§ DATA RECORDS:
···

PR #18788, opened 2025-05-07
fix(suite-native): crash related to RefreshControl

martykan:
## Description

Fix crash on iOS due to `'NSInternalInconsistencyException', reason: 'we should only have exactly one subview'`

···

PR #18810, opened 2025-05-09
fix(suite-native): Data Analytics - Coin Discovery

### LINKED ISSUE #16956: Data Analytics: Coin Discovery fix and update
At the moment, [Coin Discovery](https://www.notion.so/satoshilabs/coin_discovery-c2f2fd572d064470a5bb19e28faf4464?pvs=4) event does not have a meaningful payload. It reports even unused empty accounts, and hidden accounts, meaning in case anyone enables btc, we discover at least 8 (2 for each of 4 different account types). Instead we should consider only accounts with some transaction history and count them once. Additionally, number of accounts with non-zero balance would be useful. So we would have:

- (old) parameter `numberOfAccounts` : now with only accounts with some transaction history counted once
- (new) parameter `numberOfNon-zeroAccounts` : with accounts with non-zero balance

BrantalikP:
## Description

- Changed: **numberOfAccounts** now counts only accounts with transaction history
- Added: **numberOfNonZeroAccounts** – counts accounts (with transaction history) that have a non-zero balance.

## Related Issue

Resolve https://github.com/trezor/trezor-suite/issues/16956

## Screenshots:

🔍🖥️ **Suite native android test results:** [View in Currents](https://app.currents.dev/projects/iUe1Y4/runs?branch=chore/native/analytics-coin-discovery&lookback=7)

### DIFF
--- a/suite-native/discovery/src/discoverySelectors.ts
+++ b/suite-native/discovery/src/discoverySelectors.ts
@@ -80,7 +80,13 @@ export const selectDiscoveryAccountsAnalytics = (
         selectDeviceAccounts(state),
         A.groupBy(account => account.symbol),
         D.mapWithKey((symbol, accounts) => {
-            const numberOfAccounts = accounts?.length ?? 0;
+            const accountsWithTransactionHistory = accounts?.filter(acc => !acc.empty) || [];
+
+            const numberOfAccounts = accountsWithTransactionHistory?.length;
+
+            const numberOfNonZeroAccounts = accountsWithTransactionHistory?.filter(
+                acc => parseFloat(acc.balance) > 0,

···

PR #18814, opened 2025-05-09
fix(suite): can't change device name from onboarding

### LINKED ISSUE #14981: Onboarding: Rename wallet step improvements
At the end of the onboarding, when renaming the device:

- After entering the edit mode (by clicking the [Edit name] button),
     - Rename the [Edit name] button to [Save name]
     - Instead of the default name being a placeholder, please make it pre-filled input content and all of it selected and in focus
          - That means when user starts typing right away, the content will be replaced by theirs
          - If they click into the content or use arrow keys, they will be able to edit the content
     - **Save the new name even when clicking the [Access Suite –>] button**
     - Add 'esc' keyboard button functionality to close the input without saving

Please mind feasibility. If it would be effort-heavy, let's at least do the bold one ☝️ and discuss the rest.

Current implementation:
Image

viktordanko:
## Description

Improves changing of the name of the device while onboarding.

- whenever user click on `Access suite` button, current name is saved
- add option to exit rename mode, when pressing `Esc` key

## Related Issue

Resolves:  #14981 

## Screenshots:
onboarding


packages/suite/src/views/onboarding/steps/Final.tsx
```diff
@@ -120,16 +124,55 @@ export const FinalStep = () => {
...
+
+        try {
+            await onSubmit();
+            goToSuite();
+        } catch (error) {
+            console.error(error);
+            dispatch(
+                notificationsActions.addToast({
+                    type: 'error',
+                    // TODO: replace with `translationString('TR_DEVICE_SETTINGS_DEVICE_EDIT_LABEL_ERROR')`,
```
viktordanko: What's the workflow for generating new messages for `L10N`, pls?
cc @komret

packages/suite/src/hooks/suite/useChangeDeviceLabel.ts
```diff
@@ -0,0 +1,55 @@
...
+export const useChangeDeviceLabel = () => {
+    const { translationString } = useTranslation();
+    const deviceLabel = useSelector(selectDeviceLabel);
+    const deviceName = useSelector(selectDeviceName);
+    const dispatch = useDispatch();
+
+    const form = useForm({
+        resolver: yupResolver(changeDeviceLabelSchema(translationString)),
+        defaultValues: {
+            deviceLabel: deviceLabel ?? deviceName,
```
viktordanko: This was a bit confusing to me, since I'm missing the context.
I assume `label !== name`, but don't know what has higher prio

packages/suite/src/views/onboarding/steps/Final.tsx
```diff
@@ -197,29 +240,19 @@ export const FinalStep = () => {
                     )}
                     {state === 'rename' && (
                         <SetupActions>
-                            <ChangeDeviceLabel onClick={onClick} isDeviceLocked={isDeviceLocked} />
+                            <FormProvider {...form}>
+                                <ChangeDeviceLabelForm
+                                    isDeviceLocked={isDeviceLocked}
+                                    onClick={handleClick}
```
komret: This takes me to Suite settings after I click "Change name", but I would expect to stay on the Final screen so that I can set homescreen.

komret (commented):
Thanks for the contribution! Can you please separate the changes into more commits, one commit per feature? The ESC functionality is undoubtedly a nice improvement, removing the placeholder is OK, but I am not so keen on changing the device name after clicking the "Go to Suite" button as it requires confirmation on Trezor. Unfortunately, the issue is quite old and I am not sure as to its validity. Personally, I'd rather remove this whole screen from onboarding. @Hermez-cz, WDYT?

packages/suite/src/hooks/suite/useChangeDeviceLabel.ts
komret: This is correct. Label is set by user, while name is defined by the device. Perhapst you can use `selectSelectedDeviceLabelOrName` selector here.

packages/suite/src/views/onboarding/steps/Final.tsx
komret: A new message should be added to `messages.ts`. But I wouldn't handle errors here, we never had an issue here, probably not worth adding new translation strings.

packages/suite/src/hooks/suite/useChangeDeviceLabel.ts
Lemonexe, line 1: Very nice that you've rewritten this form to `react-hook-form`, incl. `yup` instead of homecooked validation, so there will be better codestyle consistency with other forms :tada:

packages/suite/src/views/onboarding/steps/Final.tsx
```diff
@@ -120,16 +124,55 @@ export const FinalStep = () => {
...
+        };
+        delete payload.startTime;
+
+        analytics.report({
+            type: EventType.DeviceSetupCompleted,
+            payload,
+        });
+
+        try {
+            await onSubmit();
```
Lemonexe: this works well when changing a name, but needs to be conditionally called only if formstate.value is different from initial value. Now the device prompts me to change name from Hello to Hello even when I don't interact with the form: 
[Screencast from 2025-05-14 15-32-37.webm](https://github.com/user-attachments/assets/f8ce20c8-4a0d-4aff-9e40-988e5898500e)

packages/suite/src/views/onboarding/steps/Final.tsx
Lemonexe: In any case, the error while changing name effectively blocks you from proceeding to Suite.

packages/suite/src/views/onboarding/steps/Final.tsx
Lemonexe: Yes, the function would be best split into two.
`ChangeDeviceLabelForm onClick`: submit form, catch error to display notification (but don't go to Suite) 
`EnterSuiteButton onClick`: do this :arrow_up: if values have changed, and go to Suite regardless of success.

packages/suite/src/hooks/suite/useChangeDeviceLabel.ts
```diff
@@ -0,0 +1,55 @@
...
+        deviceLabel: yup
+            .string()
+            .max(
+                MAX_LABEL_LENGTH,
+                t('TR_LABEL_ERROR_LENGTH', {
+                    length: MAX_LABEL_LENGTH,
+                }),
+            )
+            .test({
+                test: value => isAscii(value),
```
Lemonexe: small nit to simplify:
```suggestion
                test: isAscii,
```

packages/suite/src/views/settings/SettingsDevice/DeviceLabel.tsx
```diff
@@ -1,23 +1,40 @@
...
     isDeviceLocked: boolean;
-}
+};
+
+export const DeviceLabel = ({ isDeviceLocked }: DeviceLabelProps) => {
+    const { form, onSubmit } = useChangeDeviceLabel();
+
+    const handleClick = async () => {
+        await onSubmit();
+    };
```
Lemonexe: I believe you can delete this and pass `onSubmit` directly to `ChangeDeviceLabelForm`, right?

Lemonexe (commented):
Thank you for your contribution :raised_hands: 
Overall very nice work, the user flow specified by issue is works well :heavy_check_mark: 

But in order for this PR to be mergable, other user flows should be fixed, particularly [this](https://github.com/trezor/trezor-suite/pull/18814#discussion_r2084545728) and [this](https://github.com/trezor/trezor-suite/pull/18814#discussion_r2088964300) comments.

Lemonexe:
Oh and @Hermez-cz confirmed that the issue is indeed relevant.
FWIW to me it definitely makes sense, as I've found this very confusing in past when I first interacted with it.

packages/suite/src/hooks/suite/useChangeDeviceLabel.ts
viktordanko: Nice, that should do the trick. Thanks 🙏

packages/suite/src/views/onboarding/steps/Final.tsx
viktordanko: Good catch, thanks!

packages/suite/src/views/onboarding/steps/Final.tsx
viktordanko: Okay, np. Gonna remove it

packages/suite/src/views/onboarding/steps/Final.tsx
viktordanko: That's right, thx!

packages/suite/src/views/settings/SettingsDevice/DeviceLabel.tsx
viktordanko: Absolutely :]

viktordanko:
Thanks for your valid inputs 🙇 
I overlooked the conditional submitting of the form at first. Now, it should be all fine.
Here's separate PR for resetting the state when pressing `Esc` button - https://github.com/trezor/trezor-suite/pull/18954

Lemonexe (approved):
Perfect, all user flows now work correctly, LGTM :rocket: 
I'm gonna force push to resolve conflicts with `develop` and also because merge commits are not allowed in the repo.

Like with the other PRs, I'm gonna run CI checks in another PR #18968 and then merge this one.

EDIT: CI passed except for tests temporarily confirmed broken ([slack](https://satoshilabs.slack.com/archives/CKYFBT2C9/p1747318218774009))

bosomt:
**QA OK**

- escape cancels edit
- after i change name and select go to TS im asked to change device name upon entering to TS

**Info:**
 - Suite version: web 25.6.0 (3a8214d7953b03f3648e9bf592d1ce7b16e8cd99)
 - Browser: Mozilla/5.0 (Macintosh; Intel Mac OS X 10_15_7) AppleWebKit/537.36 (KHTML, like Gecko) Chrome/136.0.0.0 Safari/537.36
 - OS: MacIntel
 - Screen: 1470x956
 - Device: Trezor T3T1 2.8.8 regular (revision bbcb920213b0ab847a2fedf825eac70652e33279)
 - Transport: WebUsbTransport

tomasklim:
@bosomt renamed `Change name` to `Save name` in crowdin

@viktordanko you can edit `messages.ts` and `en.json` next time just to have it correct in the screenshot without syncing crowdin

···

§ EXERCISE PROMPT: After locating the line with "PR #18788, opened 2025-05-07" above, return that line and every later line through the one with "Fix crash on", word for word and with nothing else.

§ COMPLETED TASK:
PR #18788, opened 2025-05-07
fix(suite-native): crash related to RefreshControl

martykan:
## Description

Fix crash on iOS due to `'NSInternalInconsistencyException', reason: 'we should only have exactly one subview'`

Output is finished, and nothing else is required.